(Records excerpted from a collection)

<<<<

Issue #1420, opened 2021-08-10
[Bug]: Consumer using `-d` does not apply SmartStreams


nicholastmosher:
When consuming from a topic, applying a SmartStream will fail if the consume is invoked with `-d, --disable-continuous`. This is because `-d` performs a "fetch" rather than opening a stream. This uses a different underlying API, and the SPU handles this request differently. We have been intending to deprecate the fetch API and move exclusively to a streaming interface, so this would be a good opportunity to do that. Once we set `-d` to use the streaming API (and just stop after a fixed number rather than continue streaming), we should see SmartStreams behave normally again.

PR #1481, opened 2021-08-20
[Merged by Bors] - Deprecate fetch API. Create stream wrapper for --disable-continuous

### LINKED ISSUE #957: Deprecate consumer Fetch API
Right now the consumer has a Stream and a Fetch API, where the Stream is for consuming records and potentially waiting for new ones to become available (e.g. if we are at the end of the topic), and the Fetch API is for a one-time consume of a range of records. I believe we can safely deprecate the Fetch API because the Stream API should be able to accomplish all of the same use-cases as Fetch.

For example, one could use `let records: Vec<_> = stream.take(X).collect().await` instead of fetch.

nicholastmosher:
Closes #957 and #1420.

This deprecates `PartitionConsumer::fetch` and `PartitionConsumer::fetch_with_config` and replaces the "fetch records but don't wait" functionality with a Stream adapter that closes after all known records have been consumed. The way this works is:

- When we run `fluvio consume -B -d`, internally we make a `DefaultOffsetPartitionRequest` which tells us the offset of the last-known record in the partition. If we take the difference between that offset and the starting offset, we find the number of records that should be available to stream right now, without waiting for more records to be produced.
- The new `TakeRecords` stream adapter wraps an inner stream and takes a number of records to fetch, and we give the "number of available records" as this number. After this adapter has witnessed this many records flow through the stream, it closes, returning `Poll::Ready(None)` and causing the consumer to finish.
- One small change in here is that `ConsumerConfig` now has a `disable_continuous` field which is used to determine whether or not to keep the stream open or to close it after all known records have been consumed.

### DIFF
--- a/CHANGELOG.md
+++ b/CHANGELOG.md
@@ -3,6 +3,7 @@
 ## Platform Version 0.9.4 - UNRELEASED 
 * Publish docker image for aarch64 #1389 ([#1389](https://github.com/infinyon/fluvio/pull/1389))
 * Do not panic when trying to create topic with space in the name. ([#1448](https://github.com/infinyon/fluvio/pull/1448))
+* Deprecate consumer fetch API ([#957](https://github.com/infinyon/fluvio/issues/957))
 
 ## Platform Version 0.9.3 - 2021-08-19
 * Fix Replication timing. ([#1439](https://github.com/infinyon/fluvio/pull/1439))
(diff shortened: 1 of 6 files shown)


sehz (changes requested):
Nice implementation.  Couple of minor housekeepings.
* bump up version
* add to change log

sehz (approved):

sehz:
clippy failures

>>>>

-- What you will do --
Every line in the entries above that has the word "sehz" should be identified and copied.

-- Answer to the exercise --
sehz (changes requested):
sehz (approved):
sehz:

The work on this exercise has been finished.